A kind of Python resource sensitive defect code detection methods based on deep neural network
Technical field
The invention belongs to field of computer technology, especially software technology field, and in particular to one kind based on deep Spend the Python resource sensitive aacode defect code detection methods of neutral net.
Background technology
With the continuous development of software application technology, requirement of the user to software quality is higher and higher, software developer Met the needs of users by various technologies.Resource sensitive code is the code block or sentence of a process resource object. All there is abnormal hidden danger in exploitation and maintenance phase in software, many resource sensitive codes, often just having in maintenance process can It can be found.With the continuous prevalence of agile development technology, version upgrading is frequent, causes resource sensitive code to trigger exception suddenly Situation constantly occur.It is for the most traditional solution method of resource sensitive code abnormality processing:It is crucial using try-except Word is captured and handled.However, developer in the development phase, often ignores abnormality processing, so as to cause program to happen suddenly Sexual abnormality, causes application crashes.Thus the identification to resource object risky operation and detection are that program development and maintenance phase must Indispensable step, it can effectively improve program quality, and help is developed finds procedural problem in time with maintenance personnel, so that Formulate more effective solution.
At present, Python has become the programming language that developer extremely favors.Now, major open source community Python should With continuing to bring out, a huge ecosystem is formd.Python is a kind of object-oriented, explanation type program language, is had There is succinct, graceful, practical feature.As a kind of dynamic language, Python is more applied to design the Internet, applications, figure User interface and script implantation etc., so as to be related to various types of resources.Due to the dynamic language characteristic of Python, Developer often dynamically changes types of variables, causes uneasy full operation numerous.On the other hand, Python is carried out to resource object During operation, usually since various exceptions occur in the reasons such as resource distribution, and it is not easy the problem of the operation generation of this resource sensitive It is found.At present, developer is detected using condition, the mode such as abnormality processing controls these aacode defects.

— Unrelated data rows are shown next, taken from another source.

PR #185, opened 2019-07-01
Simplify S3 list codepath

ASankaran:
This simplifies the list codepath for the s3 backend by using `ListObjectsV2Pages` for both the paginated and unpaginated case.


ASankaran:
Will rebase after #184 is merged, since it slightly modifies the pagination interface.

ASankaran:
Rebased on master.

lib/backend/s3backend/client.go
```diff
@@ -222,10 +222,23 @@ func (c *Client) List(prefix string, opts ...backend.ListOption) (*backend.ListR
...
+	if options.Paginated {
+		maxKeys = int64(options.MaxKeys)
+		continuationToken = options.ContinuationToken
+	}
 
-	addObjectsToNames := func(objects []*s3.Object) {
-		for _, object := range objects {
+	var names []string
+	nextContinuationToken := ""
+
```
evelynl94: extra line here?

lib/backend/s3backend/client.go
```diff
@@ -222,10 +222,23 @@ func (c *Client) List(prefix string, opts ...backend.ListOption) (*backend.ListR
 		opt(options)
 	}
 
-	var names []string
+	maxKeys := int64(c.config.ListMaxKeys)
```
evelynl94, line 227: could you add some comment about this value when there is no pagination?

lib/backend/s3backend/client.go
```diff
@@ -239,49 +252,24 @@ func (c *Client) List(prefix string, opts ...backend.ListOption) (*backend.ListR
...
-		}
-
-		if options.ContinuationToken != "" {
-			listInput.ContinuationToken = aws.String(options.ContinuationToken)
-		}
 
-		listOutput, err := c.s3.ListObjectsV2(listInput)
-		if err != nil {
-			return nil, err
+		if page.IsTruncated != nil && *page.IsTruncated && page.NextContinuationToken != nil {
```
evelynl94, line 264: would there be a case when `nextContinuationToken` is set when pagination is disabled? why
```
if !options.Paginated {
		nextContinuationToken = ""
	}
```

ASankaran: ~If pagination is disabled and `numKeysWithPrefix > ListMaxKeys > len(ListObjectsV2Output.Contents)`, then we will have len(names) == ListMaxKeys and a continuation token in nextContinuationToken, so we need to mask it out.~

~Alternatively I can add options.Paginated to the condition to capture the token.~\

Nevermind, this case won't happen since ListObjectsV2Pages won't return more than ListMaxKeys, so the last page won't have a continuation token for us to capture.

Issue #187, opened 2019-07-11
Have the agent usable in GCP


bpaquet:
Hello,

In my GKE cluster (standard configuration, no tuning), I have to change some stuff to have the agent usable
- use 127.0.0.1:30081 instead of localhost:30081
- Adding allow 10.0.0.0/8; here: https://github.com/uber/kraken/blob/master/nginx/config/agent.go#L27

Am I missing something ?
I think the agent should be able to work on GKE without recompiling. Can I add a param somewhere to pass the CIDR to allow in the config ?

yiranwang52:
Sure, it's totally okay to make that configurable.

PR #188, opened 2019-07-15
Add allowed cidrs in agent configuration

bpaquet:
Allow to configure which CIDR is allowed to use the kraken agent.


bpaquet:
Fix for #187

PR #253, opened 2020-05-07
allow insecure server connection

zerosnake0:
This is a modification for test purpose

Currently use`tls.server.disabled` to indicate if the server certificate verification should be skipped, but i'm not sure whether it is good to use this option for client connection (the two related options are `tls.name` and `tls.cas` which are on the parent level of the config)

Thus, the tls config is always created (as well as the roundtripper for the authenticator)

### DIFF
--- a/lib/backend/registrybackend/security/security.go
+++ b/lib/backend/registrybackend/security/security.go
@@ -92,14 +92,10 @@ func (a *authenticator) Authenticate(repo string) ([]httputil.SendOption, error)
 	config := a.config
 
 	var opts []httputil.SendOption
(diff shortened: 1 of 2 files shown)


jascott1:
Is there any other method to allow insecure https connections?

Anton-Kalpakchiev:
Hi @zerosnake0, apologies for the late reply. You can [enable HTTP fallback](https://github.com/uber/kraken/blob/c34d600e4e68d8b3fba3f0b149e2f2de39046e58/utils/httputil/httputil.go#L247) for tests purposes.

PR #270, opened 2020-08-02
Replace Redis with local in-memory peer store

codygibb:
The use of Redis in Kraken is purely a historical artifact from when announce requests were not sharded and all Trackers shared the same Redis instance. These days, we have used client-side hashing in Agent to ensure that all Agent announces for a particular info hash are sent to the same Tracker, meaning the Trackers do not need to share peer stores anymore. As such, Tracker deployments have generally used local Redis instances.

This PR introduces a new peerstore.Store implementation called LocalStore, which is an in-memory two-level locking map. I made a couple of performance-conscious decisions that made the implementation more complex than reviewers may be accustomed to. The main optimization is ensuring that the top-level lock and infohash-level locks are never held at the same time except for runCleanup (which only runs every hour). This ensures that reads/writes to different infohashes only ever compete for the top-level lock. The alternative is to acquire the infohash-level lock while still holding the top-level lock, which is simpler, but causes more lock contention.

Here are the benchmarks for 4 hosts x 400 peers x 100 hashes announcing every 2s for 2m:

Redis:

```
min(ms) p50(ms) p95(ms) p99(ms) max(ms)
0.00    1.00    20.00   71.00   79.00
```

Local:

```
min(ms) p50(ms) p95(ms) p99(ms) max(ms)
0.00    1.00    15.00   22.00   25.00
```

### DIFF
--- a/tracker/peerstore/local.go
+++ b/tracker/peerstore/local.go
@@ -189,21 +189,15 @@ func (s *LocalStore) cleanupTask() {
 
 func (s *LocalStore) cleanupExpiredPeerEntries() {
 	s.mu.RLock()
-	hashes := make([]core.InfoHash, 0, len(s.peerGroups))
-	for h := range s.peerGroups {
-		hashes = append(hashes, h)
+	groups := make([]*peerGroup, 0, len(s.peerGroups))
+	for _, g := range s.peerGroups {
+		groups = append(groups, g)
 	}
 	s.mu.RUnlock()
 
-	for _, h := range hashes {
-		s.mu.RLock()
-		g, ok := s.peerGroups[h]
-		s.mu.RUnlock()
-		if !ok {
-			continue
-		}
-
+	for _, g := range groups {
 		var expired []int
+
 		g.mu.RLock()
 		for i, e := range g.peerList {
 			if s.clk.Now().After(e.expiresAt) {
--- a/tracker/peerstore/local.go
+++ b/tracker/peerstore/local.go
@@ -1,3 +1,16 @@
+// Copyright (c) 2016-2020 Uber Technologies, Inc.
+//
+// Licensed under the Apache License, Version 2.0 (the "License");
+// you may not use this file except in compliance with the License.
+// You may obtain a copy of the License at
+//
+//     http://www.apache.org/licenses/LICENSE-2.0
+//
+// Unless required by applicable law or agreed to in writing, software
+// distributed under the License is distributed on an "AS IS" BASIS,
+// WITHOUT WARRANTIES OR CONDITIONS OF ANY KIND, either express or implied.
+// See the License for the specific language governing permissions and
+// limitations under the License.
 package peerstore
 
 import (
@@ -6,23 +19,29 @@ import (
 
 	"github.com/andres-erbsen/clock"
 	"github.com/uber/kraken/core"
-	"github.com/uber/kraken/utils/dedup"
 )
 
-const _peerGroupCleanupInterval = time.Hour
+const (
+	_cleanupExpiredPeerEntriesInterval = 5 * time.Minute
+	_cleanupExpiredPeerGroupsInterval  = time.Hour
+)
 
 // LocalStore is an in-memory Store implementation.
 type LocalStore struct {
-	config  LocalConfig
-	clk     clock.Clock
-	cleanup *dedup.IntervalTrap
+	config                          LocalConfig
+	clk                             clock.Clock
+	cleanupExpiredPeerEntriesTicker *time.Ticker
+	cleanupExpiredPeerGroupsTicker  *time.Ticker
+
+	stopOnce sync.Once
+	stop     chan struct{}
 
 	mu         sync.RWMutex
 	peerGroups map[core.InfoHash]*peerGroup
 }
 
 type peerGroup struct {
-	mu            sync.Mutex
+	mu            sync.RWMutex
 	peers         map[core.PeerID]*peerEntry
 	lastExpiresAt time.Time
 	deleted       bool
@@ -35,24 +54,24 @@ type peerEntry struct {
 	expiresAt time.Time
 }
 
-type cleanupTask struct {
-	store *LocalStore
-}
-
-func (t *cleanupTask) Run() {
-	t.store.runCleanup()
-}
-
 // NewLocalStore creates a new LocalStore.
 func NewLocalStore(config LocalConfig, clk clock.Clock) *LocalStore {
 	config.applyDefaults()
 	s := &LocalStore{
-		config:     config,
-		clk:        clk,
-		peerGroups: make(map[core.InfoHash]*peerGroup),
+		config:                          config,
+		clk:                             clk,
+		cleanupExpiredPeerEntriesTicker: time.NewTicker(_cleanupExpiredPeerEntriesInterval),
+		cleanupExpiredPeerGroupsTicker:  time.NewTicker(_cleanupExpiredPeerGroupsInterval),
+		stop:                            make(chan struct{}),
+		peerGroups:                      make(map[core.InfoHash]*peerGroup),
 	}
-	s.cleanup = dedup.NewIntervalTrap(_peerGroupCleanupInterval, clk, &cleanupTask{s})
+	go s.cleanupTask()
 	return s
+}
+
+// Close implements Store.
+func (s *LocalStore) Close() {
+	s.stopOnce.Do(func() { close(s.stop) })
 }
 
 // GetPeers implements Store.
@@ -69,19 +88,12 @@ func (s *LocalStore) GetPeers(h core.InfoHash, n int) ([]*core.PeerInfo, error) 
 		return nil, nil
 	}
 
-	g.mu.Lock()
-	defer g.mu.Unlock()
-
-	now := s.clk.Now()
-	var result []*core.PeerInfo
+	g.mu.RLock()
+	defer g.mu.RUnlock()
 
 	// We rely on random map iteration to pick n random peers.
+	var result []*core.PeerInfo
 	for id, p := range g.peers {
-		if now.After(p.expiresAt) {
-			// Clean up any expired peers we run into.
-			delete(g.peers, id)
-			continue
-		}
 		result = append(result, core.NewPeerInfo(id, p.ip, p.port, false /* origin */, p.complete))
 		if len(result) == n {
 			break
@@ -92,8 +104,6 @@ func (s *LocalStore) GetPeers(h core.InfoHash, n int) ([]*core.PeerInfo, error) 
 
 // UpdatePeer implements Store.
 func (s *LocalStore) UpdatePeer(h core.InfoHash, p *core.PeerInfo) error {
-	s.cleanup.Trap()
-
 	g := s.getOrInitLockedPeerGroup(h)
 	defer g.mu.Unlock()
 
@@ -106,16 +116,18 @@ func (s *LocalStore) UpdatePeer(h core.InfoHash, p *core.PeerInfo) error {
 		expiresAt: expiresAt,
 	}
 
-	// Allows runCleanup to quickly determine when the last peerEntry expires.
+	// Allows cleanupExpiredPeerGroups to quickly determine when the last
+	// peerEntry expires.
 	g.lastExpiresAt = expiresAt
 
 	return nil
 }
 
 func (s *LocalStore) getOrInitLockedPeerGroup(h core.InfoHash) *peerGroup {
-	// We must take care to handle a race condition against runCleanup. Consider
-	// two goroutines, A and B, where A executes getOrInitLockedPeerGroup and B
-	// executes runCleanup:
+	// We must take care to handle a race condition against
+	// cleanupExpiredPeerGroups. Consider two goroutines, A and B, where A
+	// executes getOrInitLockedPeerGroup and B executes
+	// cleanupExpiredPeerGroups:
 	//
 	// A: locks s.mu, reads g from s.peerGroups, unlocks s.mu
 	// B: locks s.mu, locks g.mu, deletes g from s.peerGroups, unlocks g.mu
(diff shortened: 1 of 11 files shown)


tracker/peerstore/local.go
```diff
@@ -0,0 +1,161 @@
...
+	// executes runCleanup:
+	//
+	// A: locks s.mu, reads g from s.peerGroups, unlocks s.mu
+	// B: locks s.mu, locks g.mu, deletes g from s.peerGroups, unlocks g.mu
+	// A: locks g.mu
+	//
+	// At this point, A is holding onto a peerGroup reference which has been
+	// deleted from the peerGroups map, and thus has no choice but to attempt to
+	// reload a new peerGroup. Since the cleanup interval is quite large, it is
+	// *extremeley* unlikely this for-loop will execute more than twice.
```
bbarnes52-zz: nit: spelling

tracker/peerstore/local.go
```diff
@@ -0,0 +1,161 @@
...
+		if !ok {
+			g = &peerGroup{
+				peers:         make(map[core.PeerID]*peerEntry),
+				lastExpiresAt: s.clk.Now().Add(s.config.TTL),
+			}
+			s.peerGroups[h] = g
+		}
+		s.mu.Unlock()
+
+		g.mu.Lock()
```
bbarnes52-zz, line 168: Did you consider locking g before unlocking s? It doesn't seem like this would introduce deadlock. And it eliminates the condition described in the docstring.

The tradeoff of course is that readers can't update other entries in the map until Update is finished; I don't know how much this affects performance in practice.

But the flipside to this is that leaving the map locked also means any incoming read requests for the same peergroup block waiting for the map lock rather than the peergroup lock. If the volume of read requests for a given peergroup is high, you could theoretically wait a long time to acquire the lock here (unlike acquiring the map lock, since a blocked call to Lock() will prevent new readers from acquiring the lock)

If my assumption is correct that it's pretty undesirable for UpdatePeer to block for a long time while calls to GetPeers continue to read stale information, we might consider changing this - or alternatively, having readers acquire a read lock on the peergroup by default and only attempting to acquire a writelock if the entry is indeed stale.

codygibb: I did consider it -- in fact, that's how one would normally implement a two-level lock.

With Kraken, I usually like to consider the max number of readers to be 10k, which corresponds to an entire cluster downloading the same hash simultaneously. This means you could have 10k GetPeers goroutines competing to lock a single peerGroup mutex; in other words, I'd expect peerGroup mutex contention to be quite high.

What this means is if an UpdatePeer goroutine must hold the top-level mutex while waiting for a peerGroup mutex, it needs to compete against 10k GetPeers goroutines for the peerGroup mutex. And while this is happening, _every_ hash (i.e. peerGroup) in the map is inaccessible because the top-level mutex is locked. We've now limited throughput of all hashes to the throughput of the most contentious hash.

codygibb: > or alternatively, having readers acquire a read lock on the peergroup by default and only attempting to acquire a writelock if the entry is indeed stale.

This is definitely a valid optimization. I don't expect GetPeers will run into expired entries often, given that the default TTL is 5 hours. So for the first 5 hours, you'll never actually need a write lock. Let me look into this.

bbarnes52-zz: both your comments sgtm

tracker/peerstore/local.go
```diff
@@ -0,0 +1,212 @@
...
+
+	for _, h := range hashes {
+		s.mu.RLock()
+		g, ok := s.peerGroups[h]
+		s.mu.RUnlock()
+		if !ok {
+			continue
+		}
+
+		g.mu.Lock()
```
bbarnes52-zz, line 215: One possible optimization here would be to iterate through the peer list once and check if any entries are expired, without locking. If there are any expired entries, only then acquire the lock. This avoids blocking readers unnecessarily. Note that I'm assuming the common case is no peers are expired, if this assumption is wrong, I would keep this as is.


```
foundExpiredEntries := s.checkForExpiredEntries(g.peers)
if foundExpiredEntries {
    g.mu.Lock()
    for id, p := range g.peers {
	if s.clk.Now().After(p.expiresAt) {
		delete(g.peers, id)
	}
    }
    g.mu.Unlock()
}

func (s *LocalStore) checkForExpiredEntries(peers map[core.PeerID]*peerEntry) {
    for _, p := range peers {
	if s.clk.Now().After(p.expiresAt) {
		return true
	}
    }
    return false
}
```

tracker/peerstore/local.go
```diff
@@ -0,0 +1,228 @@
...
+	g.mu.RLock()
+	defer g.mu.RUnlock()
+
+	if len(g.peers) < n {
+		n = len(g.peers)
+	}
+	result := make([]*core.PeerInfo, 0, n)
+
+	// We rely on random map iteration to pick n random peers.
+	for id, p := range g.peers {
```
bbarnes52-zz: Do we want to check if the entry is expired here? Just to reduce likelihood of returning expired entries ... doesn't really cost much since we already have the read lock.

tracker/peerstore/local.go
```diff
@@ -0,0 +1,228 @@
...
+		g.mu.Unlock()
+	}
+}
+
+func (s *LocalStore) cleanupExpiredPeerGroups() {
+	s.mu.Lock()
+	defer s.mu.Unlock()
+
+	for h, g := range s.peerGroups {
+		g.mu.Lock()
```
bbarnes52-zz, line 259: you could use a similar pattern here (only acquiring the write lock once you know you'll need it) if you think it's worth it

tracker/peerstore/local.go
```diff
@@ -0,0 +1,228 @@
...
+		g.mu.RUnlock()
+
+		if len(expired) == 0 {
+			// Fast path -- no need to acquire a write lock if there are no
+			// expired entries.
+			continue
+		}
+		g.mu.Lock()
+		for _, id := range expired {
+			delete(g.peers, id)
```
bbarnes52-zz: So I think there's a race condition here where UpdatePeers could update the expiresAt field between the time we release the read lock and acquire the write lock. It seems like we should recheck the expiredAt value here before we actually perform the delete.

tracker/peerstore/local.go
codygibb: My thinking here is that it's better to return a slightly expired entry (by at most around 5 minutes) than to continue looping for O(10K) iterations (in a worst case where every entry is expired).

tracker/peerstore/local.go
codygibb: Indeed. Nice catch.

tracker/peerstore/local.go
codygibb: Sure.

tracker/peerstore/local.go
codygibb: I'll leave this documented in a comment.

bbarnes52:
LGTM

tracker/peerstore/local.go
```diff
@@ -0,0 +1,274 @@
...
+func (s *LocalStore) cleanupExpiredPeerEntries() {
+	s.mu.RLock()
+	hashes := make([]core.InfoHash, 0, len(s.peerGroups))
+	for h := range s.peerGroups {
+		hashes = append(hashes, h)
+	}
+	s.mu.RUnlock()
+
+	for _, h := range hashes {
+		s.mu.RLock()
```
bbarnes52-zz: Would it be possible to to combine this with the above for loop (to reduce the number of lock operations)?

tracker/peerstore/local.go
```diff
@@ -0,0 +1,274 @@
...
+		g, ok := s.peerGroups[h]
+		s.mu.RUnlock()
+		if !ok {
+			continue
+		}
+
+		var expired []int
+		g.mu.RLock()
```
bbarnes52-zz, line 201: You could actually consider just not locking here at all. If any entries are stale, they'll be checked again (with the lock) before they're deleted.

The benefit to this is you reduce the number of lock operations. This is nice because a lock operation always requires a memory access (it can't use the processor cache). While we don't really care about the extra cycles this introduces to the GC thread, if there are threads running on other processors (e.g. readers) that are also performing lock operations, there will be contention for the memory bus which may slow down the readers.

Totally optional

codygibb: The UpdatePeers function is appending to the slice, therefore it's not safe to access without a lock.

tracker/peerstore/local.go
codygibb: Sure.

callmeyesh:
Is there any documentation on how to use this?

codygibb:
> @codygibb Is there any documentation on how to use this? Could you also explain what you mean by `we have used client-side hashing in Agent to ensure that all Agent announces for a particular info hash are sent to the same Tracker`

The local store is enabled by default. If you want to continue using Redis, you can set `peerstore.redis.enabled: true`.

Check out https://github.com/uber/kraken/blob/master/tracker/announceclient/client.go#L111 for how client-side hashing works.

callmeyesh:
@codygibb Thank you. One last question. We are using spot instances on AWS as kraken agents. Which means AWS can kill these instances anytime. I am seeing some `Error initializing outgoing handshake` in the  `kraken-agent` logs

```
2020-11-13T21:18:42.811Z	INFO	scheduler/scheduler.go:407	Error initializing outgoing handshake: dial: dial tcp 10.162.97.195:16001: i/o timeout	{"peer": "e69aaeb9f8626796d049c7b6cf21275fac80fdfc", "hash": "34311dd60b630c728d0e188dc0b7e11cd311b3d2", "addr": "10.162.97.195:16001"}
2020-11-13T21:18:42.811Z	INFO	scheduler/scheduler.go:407	Error initializing outgoing handshake: dial: dial tcp 10.165.213.5:16001: i/o timeout	{"peer": "84eb169b49456cf0e1540ba456ebb63fb68425a8", "hash": "34311dd60b630c728d0e188dc0b7e11cd311b3d2", "addr": "10.165.213.5:16001"}
2020-11-13T21:18:42.811Z	INFO	connstate/state.go:210	Deleted pending conn, capacity now at 9	{"hash": "34311dd60b630c728d0e188dc0b7e11cd311b3d2", "peer": "e69aaeb9f8626796d049c7b6cf21275fac80fdfc"}
2020-11-13T21:18:42.811Z	INFO	connstate/state.go:157	Connection blacklisted for 30s	{"peer": "e69aaeb9f8626796d049c7b6cf21275fac80fdfc", "hash": "34311dd60b630c728d0e188dc0b7e11cd311b3d2"}
2020-11-13T21:18:42.811Z	INFO	connstate/state.go:210	Deleted pending conn, capacity now at 10	{"hash": "34311dd60b630c728d0e188dc0b7e11cd311b3d2", "peer": "84eb169b49456cf0e1540ba456ebb63fb68425a8"}
2020-11-13T21:18:42.811Z	INFO	connstate/state.go:157	Connection blacklisted for 30s	{"peer": "84eb169b49456cf0e1540ba456ebb63fb68425a8", "hash": "34311dd60b630c728d0e188dc0b7e11cd311b3d2"}
2020-11-13T21:18:42.918Z	INFO	scheduler/scheduler.go:407	Error initializing outgoing handshake: dial: dial tcp 10.162.97.195:16001: i/o timeout	{"peer": "e69aaeb9f8626796d049c7b6cf21275fac80fdfc", "hash": "4510c63237a54606f195bcbb9401ca7b0c25219d", "addr": "10.162.97.195:16001"}
2020-11-13T21:18:42.918Z	INFO	connstate/state.go:210	Deleted pending conn, capacity now at 9	{"hash": "4510c63237a54606f195bcbb9401ca7b0c25219d", "peer": "e69aaeb9f8626796d049c7b6cf21275fac80fdfc"}
```
I suspect this is because I have `peer_set_window_size: 1m` & `max_peer_set_windows: 5`, which means the announce requests are only expiring every `5mins` but the agents are getting preempted? Is my understanding correct?

I want to understand what announce request mean? Is it the time frame a tracker will keep the ip of the peer and share it with other peers?

Also is there a default egress & ingress limits for agents & origins? We are using peers which have 10 Gigabit network performance & 25 Gigabit on the origins. I wasn't sure if [this limit](https://github.com/uber/kraken/blob/master/lib/torrent/scheduler/conn/config.go#L53-L57) is applied by default on all agents.

codygibb:
> @codygibb Thank you. One last question. We are using spot instances on AWS as kraken agents. Which means AWS can kill these instances anytime. I am seeing some `Error initializing outgoing handshake` in the `kraken-agent` logs
> 
> ```
> 2020-11-13T21:18:42.811Z	INFO	scheduler/scheduler.go:407	Error initializing outgoing handshake: dial: dial tcp 10.162.97.195:16001: i/o timeout	{"peer": "e69aaeb9f8626796d049c7b6cf21275fac80fdfc", "hash": "34311dd60b630c728d0e188dc0b7e11cd311b3d2", "addr": "10.162.97.195:16001"}
> 2020-11-13T21:18:42.811Z	INFO	scheduler/scheduler.go:407	Error initializing outgoing handshake: dial: dial tcp 10.165.213.5:16001: i/o timeout	{"peer": "84eb169b49456cf0e1540ba456ebb63fb68425a8", "hash": "34311dd60b630c728d0e188dc0b7e11cd311b3d2", "addr": "10.165.213.5:16001"}
> 2020-11-13T21:18:42.811Z	INFO	connstate/state.go:210	Deleted pending conn, capacity now at 9	{"hash": "34311dd60b630c728d0e188dc0b7e11cd311b3d2", "peer": "e69aaeb9f8626796d049c7b6cf21275fac80fdfc"}
> 2020-11-13T21:18:42.811Z	INFO	connstate/state.go:157	Connection blacklisted for 30s	{"peer": "e69aaeb9f8626796d049c7b6cf21275fac80fdfc", "hash": "34311dd60b630c728d0e188dc0b7e11cd311b3d2"}
> 2020-11-13T21:18:42.811Z	INFO	connstate/state.go:210	Deleted pending conn, capacity now at 10	{"hash": "34311dd60b630c728d0e188dc0b7e11cd311b3d2", "peer": "84eb169b49456cf0e1540ba456ebb63fb68425a8"}
> 2020-11-13T21:18:42.811Z	INFO	connstate/state.go:157	Connection blacklisted for 30s	{"peer": "84eb169b49456cf0e1540ba456ebb63fb68425a8", "hash": "34311dd60b630c728d0e188dc0b7e11cd311b3d2"}
> 2020-11-13T21:18:42.918Z	INFO	scheduler/scheduler.go:407	Error initializing outgoing handshake: dial: dial tcp 10.162.97.195:16001: i/o timeout	{"peer": "e69aaeb9f8626796d049c7b6cf21275fac80fdfc", "hash": "4510c63237a54606f195bcbb9401ca7b0c25219d", "addr": "10.162.97.195:16001"}
> 2020-11-13T21:18:42.918Z	INFO	connstate/state.go:210	Deleted pending conn, capacity now at 9	{"hash": "4510c63237a54606f195bcbb9401ca7b0c25219d", "peer": "e69aaeb9f8626796d049c7b6cf21275fac80fdfc"}
> ```
> 
> I suspect this is because I have `peer_set_window_size: 1m` & `max_peer_set_windows: 5`, which means the announce requests are only expiring every `5mins` but the agents are getting preempted? Is my understanding correct?
> 
> I want to understand what announce request mean? Is it the time frame a tracker will keep the ip of the peer and share it with other peers?
> 
> Also is there a default egress & ingress limits for agents & origins? We are using peers which have 10 Gigabit network performance & 25 Gigabit on the origins. I wasn't sure if [this limit](https://github.com/uber/kraken/blob/master/lib/torrent/scheduler/conn/config.go#L53-L57) is applied by default on all agents.

Would you mind moving this to an issue? The problem you're seeing seems unrelated to this PR.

At this stage, the method for identifying and detecting resource object can substantially be divided into two classes.One kind is based on program analysis number According to method, it can be according to logic and semantic analysis locating resource object risky operation.In contrast, another kind of is using letter The method of retrieval is ceased, resource object and detection defect code are identified by means of the mode of machine learning.First method is based on language Justice analysis, generation that can be quickly is as a result, still have the problems such as accuracy rate is low, semantic rules is difficult to definition.And second of side Method, by the mode extraction feature such as context, is then learnt and is predicted using the mode of machine learning, although producing result It is relatively slow, but have the characteristics that accuracy rate is high, highly practical.The present invention is exactly to be detected by the way of machine learning.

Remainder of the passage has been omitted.